§ Your instructions
Return each entry exactly, omitting nothing.

□ □ □

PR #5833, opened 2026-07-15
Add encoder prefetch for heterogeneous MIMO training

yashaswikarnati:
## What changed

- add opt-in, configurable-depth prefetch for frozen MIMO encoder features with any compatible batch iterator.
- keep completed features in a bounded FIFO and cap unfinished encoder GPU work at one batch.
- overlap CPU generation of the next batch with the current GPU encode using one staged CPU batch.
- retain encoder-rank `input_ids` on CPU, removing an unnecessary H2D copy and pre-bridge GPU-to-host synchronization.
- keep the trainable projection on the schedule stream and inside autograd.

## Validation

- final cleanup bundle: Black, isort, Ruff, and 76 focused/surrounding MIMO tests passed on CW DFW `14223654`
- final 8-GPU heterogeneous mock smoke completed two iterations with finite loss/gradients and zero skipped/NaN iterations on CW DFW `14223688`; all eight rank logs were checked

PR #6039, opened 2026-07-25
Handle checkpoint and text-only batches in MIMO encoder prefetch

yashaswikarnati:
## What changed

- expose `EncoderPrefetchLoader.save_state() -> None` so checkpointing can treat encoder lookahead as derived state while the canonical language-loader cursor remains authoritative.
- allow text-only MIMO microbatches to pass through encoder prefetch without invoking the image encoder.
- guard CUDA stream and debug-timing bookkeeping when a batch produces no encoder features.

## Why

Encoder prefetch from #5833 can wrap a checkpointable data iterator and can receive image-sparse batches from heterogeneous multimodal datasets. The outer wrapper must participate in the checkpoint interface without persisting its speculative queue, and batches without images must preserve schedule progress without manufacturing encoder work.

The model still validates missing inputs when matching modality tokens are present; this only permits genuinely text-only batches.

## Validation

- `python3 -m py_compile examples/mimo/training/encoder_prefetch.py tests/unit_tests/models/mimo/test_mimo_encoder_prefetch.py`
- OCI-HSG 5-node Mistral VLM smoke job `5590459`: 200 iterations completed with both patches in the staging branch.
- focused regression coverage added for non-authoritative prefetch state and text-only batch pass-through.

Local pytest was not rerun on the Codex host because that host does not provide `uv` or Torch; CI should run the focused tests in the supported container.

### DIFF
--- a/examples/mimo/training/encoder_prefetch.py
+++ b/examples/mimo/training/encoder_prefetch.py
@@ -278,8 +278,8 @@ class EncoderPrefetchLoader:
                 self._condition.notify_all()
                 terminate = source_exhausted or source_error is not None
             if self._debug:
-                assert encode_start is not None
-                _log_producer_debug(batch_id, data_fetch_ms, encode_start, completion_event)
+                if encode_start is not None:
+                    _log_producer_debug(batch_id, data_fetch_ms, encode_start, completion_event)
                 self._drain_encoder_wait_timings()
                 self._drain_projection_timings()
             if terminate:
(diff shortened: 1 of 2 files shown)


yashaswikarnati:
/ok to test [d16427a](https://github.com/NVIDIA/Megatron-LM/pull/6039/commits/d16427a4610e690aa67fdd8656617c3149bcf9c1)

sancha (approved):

□ □ □

§ Result
PR #5833, opened 2026-07-15
Add encoder prefetch for heterogeneous MIMO training

yashaswikarnati:
## What changed

- add opt-in, configurable-depth prefetch for frozen MIMO encoder features with any compatible batch iterator.
- keep completed features in a bounded FIFO and cap unfinished encoder GPU work at one batch.
- overlap CPU generation of the next batch with the current GPU encode using one staged CPU batch.
- retain encoder-rank `input_ids` on CPU, removing an unnecessary H2D copy and pre-bridge GPU-to-host synchronization.
- keep the trainable projection on the schedule stream and inside autograd.

## Validation

- final cleanup bundle: Black, isort, Ruff, and 76 focused/surrounding MIMO tests passed on CW DFW `14223654`
- final 8-GPU heterogeneous mock smoke completed two iterations with finite loss/gradients and zero skipped/NaN iterations on CW DFW `14223688`; all eight rank logs were checked

PR #6039, opened 2026-07-25
Handle checkpoint and text-only batches in MIMO encoder prefetch

yashaswikarnati:
## What changed

- expose `EncoderPrefetchLoader.save_state() -> None` so checkpointing can treat encoder lookahead as derived state while the canonical language-loader cursor remains authoritative.
- allow text-only MIMO microbatches to pass through encoder prefetch without invoking the image encoder.
- guard CUDA stream and debug-timing bookkeeping when a batch produces no encoder features.

## Why

Encoder prefetch from #5833 can wrap a checkpointable data iterator and can receive image-sparse batches from heterogeneous multimodal datasets. The outer wrapper must participate in the checkpoint interface without persisting its speculative queue, and batches without images must preserve schedule progress without manufacturing encoder work.

The model still validates missing inputs when matching modality tokens are present; this only permits genuinely text-only batches.

## Validation

- `python3 -m py_compile examples/mimo/training/encoder_prefetch.py tests/unit_tests/models/mimo/test_mimo_encoder_prefetch.py`
- OCI-HSG 5-node Mistral VLM smoke job `5590459`: 200 iterations completed with both patches in the staging branch.
- focused regression coverage added for non-authoritative prefetch state and text-only batch pass-through.

Local pytest was not rerun on the Codex host because that host does not provide `uv` or Torch; CI should run the focused tests in the supported container.

### DIFF
--- a/examples/mimo/training/encoder_prefetch.py
+++ b/examples/mimo/training/encoder_prefetch.py
@@ -278,8 +278,8 @@ class EncoderPrefetchLoader:
                 self._condition.notify_all()
                 terminate = source_exhausted or source_error is not None
             if self._debug:
-                assert encode_start is not None
-                _log_producer_debug(batch_id, data_fetch_ms, encode_start, completion_event)
+                if encode_start is not None:
+                    _log_producer_debug(batch_id, data_fetch_ms, encode_start, completion_event)
                 self._drain_encoder_wait_timings()
                 self._drain_projection_timings()
             if terminate:
(diff shortened: 1 of 2 files shown)


yashaswikarnati:
/ok to test [d16427a](https://github.com/NVIDIA/Megatron-LM/pull/6039/commits/d16427a4610e690aa67fdd8656617c3149bcf9c1)

sancha (approved):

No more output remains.